TLC of methanolic extract of control and Cd treated plants of Bacopa monnieri. (a) Fingerprint profile, 1: control, 2: 5 μM Cd, 3: 10 μM Cd, 4: 50 μM Cd, 5: 100 μM, 6: bacoside A, and 7: bacopaside I. (b) Densitometric scan at 500 nm.

Table 5

R values and the colour of components present in B. monnieri extracts.

Colour	R f
Yellowish brown	0.20
Brown (I)	0.26 bacopaside I
Yellow	0.39
Purple blue (a)	0.57 bacoside A
Blue (a)	0.60 A
Light blue	0.67
Light blue	0.71
Light blue	0.78
Greenish	0.82

Bold fonts refer to R s of Bacoside and Bacopaside.

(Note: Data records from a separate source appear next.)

PR #7108, opened 2025-03-02
StaticAbility InfectDamage for Phyrexian Unlife

Hanmac:
Changes _Phyrexian Unlife_ into a Static Ability

or should this new class be merged with StaticAbilityWitherDamage? (WitherDamage uses Source, this uses Target)


tool4ever (approved):
Even when combined into one class technically it should still be two modes?

Also I wonder if some AI checks should be updated to consider it or if the overhead without KW isn't worth it...

Hanmac:
Yes still two modes

I don't know if AI needs more update, but we can do that later

PR #7024, opened 2025-02-16
DA1: Updating Phila, Introducing Delphia

dracontes:
Couldn't help feel that our implementation of [Phila, Unsealed](https://scryfall.com/card/da1/MA30/phila-unsealed) could hew a bit closer to the card as written, while allowing access to the possible versions of the card (like the Arena buffs/debuffs). So I iterated the script structure until arriving at a hopefully reasonable way of doing so, with support from this [fix to functional variants](https://github.com/Card-Forge/forge/pull/7019). While I was at it, I did [Delphia, Undecided](https://scryfall.com/card/da1/MZ02/delphia-undecided) as well, since it's a conceptually similar card. Except for some issues with card display outside of games, shared with other functional variant scripts, these work as expected.

PR #7114, opened 2025-03-03
Sanguine Brushstroke: disambiguating between Arena and Mystery Booster versions

dracontes:
- [**Arena**](https://scryfall.com/card/ymid/32/sanguine-brushstroke): Script as currently exists in Forge moved to the rebalanced folder and given the requisite name prefix as that's what happened with it according to the MTG Wiki [Rebalanced card](https://mtg.wiki/page/Rebalanced_card) article.
- [**Mystery Booster**](https://scryfall.com/card/mb2/260/sanguine-brushstroke): Adapted the existing script, reinstating the life gain on the sacrifice triggered ability, and per the stated intent of the card's rulings, the enters triggered ability now conjures the paper version of Blood Artist, as the Arena one isn't listed on Gatherer.

### DIFF
--- a/forge-gui/res/cardsfolder/rebalanced/a-sanguine_brushstroke.txt
+++ b/forge-gui/res/cardsfolder/rebalanced/a-sanguine_brushstroke.txt
@@ -1,0 +1,10 @@
+Name:A-Sanguine Brushstroke
+ManaCost:1 B B
+Types:Enchantment
+T:Mode$ ChangesZone | Origin$ Any | Destination$ Battlefield | ValidCard$ Card.Self | Execute$ TrigToken | TriggerDescription$ When CARDNAME enters, create a Blood token and conjure a card named Blood Artist onto the battlefield.
+SVar:TrigToken:DB$ Token | TokenScript$ c_a_blood_draw | SubAbility$ DBMakeCard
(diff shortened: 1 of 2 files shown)


tehdiplomat:
@dracontes Was this ready to go?

dracontes:
> @dracontes Was this ready to go?

Had a discussion with @paulsnoops and it turns out this would break archival decks as is. 
An option would be to have the Mystery Booster version as the one with the prefixed name. However, my work on [Phila and Delphia](https://github.com/Card-Forge/forge/pull/7024) came up, I recalled a discussion had months ago about [Earthquake Dragon](https://scryfall.com/card/clb/228/earthquake-dragon) and its [rebalanced version for Arena](https://scryfall.com/card/hbg/A-209/a-earthquake-dragon), and we agreed it's better to expand @Jetz72 's variant system to have more flexible, comprehensive way to address name overlaps and variations resulting from rebalancing, etc.
Probably should have mentioned that sooner but it seemed like there was enough work to contend with already.

paulsnoops:
It's also important to note that A-Sanguine Brushstroke doesn't exist so I'd rather we didn't name it this way. This card being Arena/Alchemy only doesn't have a separate rebalanced version. Could we close this for now until a better solution is found?

tehdiplomat:
I'm gonna mark this as closed for now. We can reopen if an official decision is made.

PR #7135, opened 2025-03-09
gui-desktop: sort preferences

Takzzg:
Sort user preferences for gui-desktop.

before: https://postimg.cc/gallery/GDC0JXr
after: https://postimg.cc/gallery/XqgXQRS

Some preferences remain uncategorized, suggestions appreciated

Note-worthy changes:
- VSubmenuPreferences.java: 
  - divide cctor into different functions
  - new SectionDivider class (line 645)
 - new translation keys (en-US & es-ES)


tehdiplomat:
I would say Deck Conformance is Rules category. 

Maybe make some of the categories more generic "Draft" vs "Draft Ranking Options"

Also, I would prefer if the troubleshooting options are at the top rather than the bottom.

It is a well-known fact that secondary metabolites are formed under various stresses as a defense mechanism [46]. In the present study it is interesting to note that the aforesaid compounds were gradually increased by the Cd treatment up to 10 μM and then decreased at higher concentrations, that is, 50 μM and 100 μM (Figure 2). This indicates that the synthesis of secondary metabolites enhances initially up to a certain limit due to abiotic stress and then decreases due to Cd toxicity in higher concentrations. There are several examples available where plants synthesize and accumulate secondary metabolites upon treatment with heavy metals [47-50].

Figure 2

Effect of cadmium on the bacoside A and bacopaside I content in B. monnieri.

Thus, it is clear from this study that B. monnieri may become a very important plant for phytoremediation and remove Cd from the polluted site, and it is a good indication that its active constituents increase in this condition. Pharmaceutical companies may use these plants for extracting its active compounds, even if grown on polluted sites.